Consequently I highly recommend this trail especially to those who fear their physical capacity could not get them up a High Peak, or for families with younger children who want to try something more serious and remote than Mount Jo. Hurricane also makes for an excellent first winter ascent.
Those who try it won’t be cheated out of a real climb, either. Hurricane’s prominence and relative isolation from other peaks gives lie to the notion that only High Peaks give you real Adirondack summit experiences. Hurricane may only be the seventy-fourth highest mountain in the Adirondacks but it is the tenth most prominent, making the experience of being on top equal to any peak in the park. The downward arc from the summit rocks is precipitous and spectacular.
The trail proceeds through an interesting range of forest types. Almost all of the Hurricane area was logged more than once, initially in the 19th century and then again near the turn of the 20th. Lime kins and potash operations proliferated. The legendary fires of 1903 burned most of it to the soil. Indeed for much of the hike you can see that the forest is young – trees are not large and stands of white birch are common. But there are surprises.

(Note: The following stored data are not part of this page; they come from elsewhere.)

PR #95, opened 2020-11-17
Zen 419 booking context

mpcarolin:
**Ticket**: [ZEN-419](https://jira.simpleviewtools.com/browse/ZEN-419)

## Context

* the group booking modal needs to manage a lot of state specific to group booking, like the current booking list and the current capacity
* currently, this is stored in the global redux store, and it's managed by many hooks and actions. It's becoming hard to reason about. It also isn't intuitive, because it's stored globally, but it is specific to the group booker and gets reset every time a new group booker opens.
* it would be simpler to manage the group booking state with a react context and a reducer.

## Goal

* Refactor the group booking code to use react context rather than the redux store

## Updates

* `src/actions/session/booking/*`
  * removed several actions we no longer need
* `src/components/booking/attendeeBookingList.js` & `/attendeeCheckBoxItem.js`
  * updated to use the context state
  * simplified the code so that it wasn't calling `useMemo` in a loop
  * removed all initialization code that was happening in the function body through hooks
  * updated footer/header to use the context
* `src/components/booking/groupBookingSection.js`
  * updated jsdocs
* `src/components/modals/groupBooking.js`
  * updated to include the context provider here, to ensure it gets initialized before the body, header, or footer try to use it
  * also to be forward-compatible with Daniel's upcoming changes to the baseModal
* `src/constants/values.js`
  * removed constants we don't need any more
* `src/contexts/booking/groupBookingActionTypes.js`
  * some action type constants specific to the group booking context reducer
* `src/contexts/booking/groupBookingContext.js`
  * exporting the context and a helper hook to access it
* `src/contexts/booking/groupBookingInitialState.js`
  * exports the initial state of the group booking reducer
* `src/contexts/booking/groupBookingProvider.js`
  * the provider, which initializes the context state
  * also defines the reducer actions here
* `src/contexts/booking/groupBookingReducer.js`
  * reducer for handling state mutations
  * currently just handles the state change for updating the booking or waiting list with an attendee id (add or remove)
    * also handles updating the capacity and the "modified" properties
* `src/contexts/booking/useInitialState.js`
  * builds the initial state for the reducer
* `src/hooks/booking/useBookSessionCallback.js`
  * I removed the `useSessionBooking` hook, which did a number of things, and extracted this out of it.
  * this is all we need anymore: just returns the callback for booking a session
* `src/hooks/booking/*`
  * removed hooks we don't need anymore
* `src/hooks/booking/useBookingTimeConflicts.js`
  * linter's work
* `src/mocks/eventsforce/bookingStates/greaterCapacity.js`
  * just another test state for testing a session that is NOT unlimited, but has greater capacity than need.
  * access at: `?state=greaterCapacity.group.limited`
* `tap.js`
  * added an alias to the contexts folder, `SVContexts`

## Testing

`keg evf pack run ﻿﻿docker.pkg.github.com/simpleviewinc/keg-packages/tap:zen-419-booking-context`

Then visit [evf-zen-419-booking-context.local.kegdev.xyz](http://evf-zen-419-booking-context.local.kegdev.xyz)

* there are no new features, so we just need to test that the group booking modal works like it did before
* I went through and tested the instructions from this previous PR: https://github.com/simpleviewinc/tap-events-force/pull/63
  * however, the `/test` page doesn't exist anymore, so just use one of the test states, the existing sessions, or update the JSON to work as it describes
* to test the "Greater Capacity than Need" section, visit `?state=greaterCapacity.group.limited`


src/contexts/booking/groupBookingContext.js
```diff
@@ -0,0 +1,5 @@
+import { useContext, createContext } from 'react'
+
+export const GroupBookingContext = createContext()
+
+export const useGroupBookingContext = () => useContext(GroupBookingContext)
```
daniel112, line 5: no issue with this file specifically, I just want to make sure I understand fully.

from just looking at the structure. i was under the impression that `/contexts` contains only context + provider setup.
but it also contains hooks, initialState, actions and reducers.

was the intent just to group related functionality together in one module? 
the pattern just seems a bit weird and disconnected from the rest of our setup.

maybe this is just common context pattern? if so then i'm ok to go with it

daniel112 (commented):
still testing, but just want to post this comment first

src/contexts/booking/groupBookingActionTypes.js
```diff
@@ -0,0 +1,3 @@
+export const GroupBookingActionTypes = {
```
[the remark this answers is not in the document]
mpcarolin: I considered that, but these action types are only used in the `src/contexts/booking/*` files. They wouldn't be used elsewhere, and I didn't want them to be confused with the global redux action types. So I put them here. I'm open to changing that though.

src/contexts/booking/groupBookingContext.js
mpcarolin: From my research, this is definitely a common react pattern. It's a reducer that is specific* to, and provided by, a single context, rather than globally accessible like redux. It seems disconnected because it it's supposed to.

*(yes, technically the context is global in the sense that any component _could_ import it, but that's discouraged, and since it only gets initialized when the group booking modal opens, it would be `undefined` for anyone who tries to access it outside of that window).

src/contexts/booking/useInitialState.js
```diff
@@ -0,0 +1,41 @@
+import { initialState } from './groupBookingInitialState'
```
lancetipton, line 1: Normally I would be all for the name `useInitialState`, but since this is specific to booking, I think it would be important to state that. So I would update the name of this file to `useInitialBookingState`

src/contexts/booking/groupBookingProvider.js
```diff
@@ -0,0 +1,57 @@
...
+ * @param {import('SVModels/Session').Session} props.session - the session object currently used in the group booking UI
+ * @param {*} props.children - children
+ */
+export const GroupBookingProvider = ({ session, children }) => {
+  const initialState = useInitialState(session)
+
+  const [ state, dispatch ] = useReducer(groupBookingReducer, initialState)
+  const actions = useActions(dispatch)
+
+  const contextValue = useMemo(() => ({ state, actions }), [ state, actions ])
```
lancetipton, line 50: I'm not sure I understand why this is needed. 
* The state only updates from an action, so it's already memoized in a way, through the `useReducer` hook
* From my understanding, the actions will never change, because the dispatch will should never change.
  * See this [image](http://snpy.in/EljTt1) from the docs
    * Here's the [link](https://reactjs.org/docs/hooks-reference.html#usereducer) if you want to read more

Because the dispatch function never changes, it means there's no need to memorize the actions callback
Furthermore, because the state only changes from action calls, there's no need to memorize it either.

But there could be something I'm missing?

src/contexts/booking/groupBookingActionTypes.js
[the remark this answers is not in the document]
daniel112: there exists some constants thats currently being used for a single use case, so i think it's fine to put your constants in the `/constants` dir

if you want, we can make it more clear on the use case by putting your actionType under a `context` key.
so something like
`ActionTypes.CONTEXT.BOOKING.UPDATE_SESSION_BOOKING` or just `ActionTypes.CONTEXT.UPDATE_SESSION_BOOKING`

src/contexts/booking/groupBookingContext.js
daniel112: I don't have too strong of an opinion on this. but I think at the very least we should separate the different types of functions that you made under `contexts/booking` since not all of them are `context` or `provider`

after discussing further in chat. we want to ensure that the hooks and other utilities inside `contexts/booking` is only ever used within that context, so I'm okay with separating the hooks, actions, reducers inside the `contexts/booking` folder

```
   /context
     /booking
       /hooks
       /actions
       provider.js
       context.js
```

or something like that

src/contexts/booking/groupBookingReducer.js
```diff
@@ -0,0 +1,134 @@
...
+
+/**
+ * Updates the list identified by listKey using the updateFn
+ * @param {Object} state - state of group booking reducer
+ * @param {string} listKey - key name of the list to update
+ * @param {Function} updateFn - fn of form (currentList) => nextList, returning the next list to reduce to
+ * @return {Object} - next state
+ */
+const updateList = (state, listKey, updateFn) => {
+  const [valid] = validate(
```
lancetipton, line 13: Not sure there's much point in doing this validation here
  * All calls to this method are done internally to this file, which means it's fully managed
  * It only really makes sense to use validation on the exported method in `groupBookingReducer` which calls `updateSessionBooking`
    * You are also doing validation there. And that makes more sense and provides value.
    * The validation here, I think is pointless

lancetipton (changes requested):
Looks really good. I like this so much more compared to before.
I left a few comments and questions. Thanks

src/contexts/booking/groupBookingActionTypes.js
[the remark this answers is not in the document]
lancetipton: Personally, I like the it seperated that way it is. 
The whole group booking section is basically it's own app.
Keeping it separated removes ambiguity, and ensures proper scoping.

That being said, if there are things that are shared it would make sense to join them together, but I don't think group booking actions is one of them.

Just my 2 cents

src/contexts/booking/groupBookingContext.js
lancetipton: Nice, I'm glad ya'll came to this conclusion. Cause that's also what I would have recommended.

src/contexts/booking/groupBookingProvider.js
lancetipton: After discussing this is slack, memoizing the state and actions as a single object makes sense.
This way they can be passed to value prop of the Context together.

src/contexts/booking/groupBookingReducer.js
mpcarolin: It was more intended to help me during development, as I was building this out. But it's served it's purpose so I'll go ahead and remove it.

src/contexts/booking/useInitialState.js
mpcarolin: yep agreed, updated

src/contexts/booking/groupBookingContext.js
mpcarolin: updated with better folder structure

src/contexts/booking/groupBookingReducer.js
```diff
@@ -0,0 +1,131 @@
...
+ * that contains it (either booking or waiting list). Also ensures that
+ * the state's modified and capacity properties are updated accordingly.
+ * @param {Object} state - state of group booker
+ * @param {string} id - attendee id
+ */
+const updateSessionBooking = (state, id) => {
+  const [valid] = validate({ state, id }, { state: isInitialized, id: isStr })
+  if (!valid) return state
+
+  console.log(id)
```
daniel112, line 89: can you remove this?

daniel112 (approved):
looks good. just 1 minor thing not blocking

src/components/booking/groupBooker.js
```diff
@@ -87,14 +51,13 @@ GroupBooker.propTypes = {
...
+const TopSection = ({ styles }) => {
   // use correct wording depending on number of spots remaining
-  const placeText = remainingCount === 1 ? 'place' : 'places'
-
-  const showCount = exists(remainingCount) && remainingCount !== Infinity
-
+  const { state } = useGroupBookingContext()
+  const placeText = state.capacity === 1 ? 'place' : 'places'
+  const showCount =
+    state.showCapacity && exists(state.capacity) && state.capacity !== Infinity
```
lancetipton, line 60: Pretty sure the first `state.showCapacity` is not needed here. Is there a reason for it?

lancetipton (changes requested):
Looks good. I really like the folder structure, and everything is very clean. Great work
* Just one minor thing to look at. Thanks

src/components/booking/groupBooker.js
mpcarolin: I actually just added it to fix a bug I introduced with this refactor.

The spec actually requires the capacity count to be hidden if:
- the capacity is unlimited 

in which the session capacity isn't "unlimited", but it's still greater than the number of "bookable" attendees

src/contexts/booking/groupBookingReducer.js
mpcarolin: thanks. updated

lancetipton (approved):
Great work. Looks good. Thanks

The initial ascent takes you up over a ridge to a flat section that leads to the beaver ponds. The first part of this flat section is quite mature, with sizable white pines, cedars and the occasional thick yellow birch. It is surely not old growth, but a mature recovered forest – likely this patch did not burn in 1903. Higher up one travels through the usual transition zones, from spruce-balsam up to a montane balsam forest near the summit. All of it looks pristine, undisturbed by human activity. The beaver ponds are lovely and there is a delightful open plateau in a col about halfway up the climb. Overlooks are few but near the top there is a corker toward the Champlain Valley that emerges unexpectedly from the forest.
Such pristine beauty always invites intimate surprises, individual gifts to each hiker on a particular day. My day dawned cold and crisp and much of my ascent occurred before the sun rose high enough to break through the cloud-shrouded ridges to the southeast. But on the bushwhack down the ascendant sun began to exert its warmth on the snow-laden branches.
This circumstance is perhaps my favorite time to be in the Adirondack forest. Clumps of white, loosened from the warming, would dislodge, sending wispy, crystalline contrails down from the green needled branches. Spreading like zeniths below the sunbeams they would briefly catch the light and explode into silver-white colors like tiny fireworks before diffusing to silence.
At first there were only a few here and there, but as the bright day wore on they began to fill the forest around me, little explosions and streams proliferating amid a growing chorus of “thwumps” as larger burdens gave way and flattened themselves into the snow pack below. Everything about Nature was alive and beautiful and perfect. I could have stayed forever.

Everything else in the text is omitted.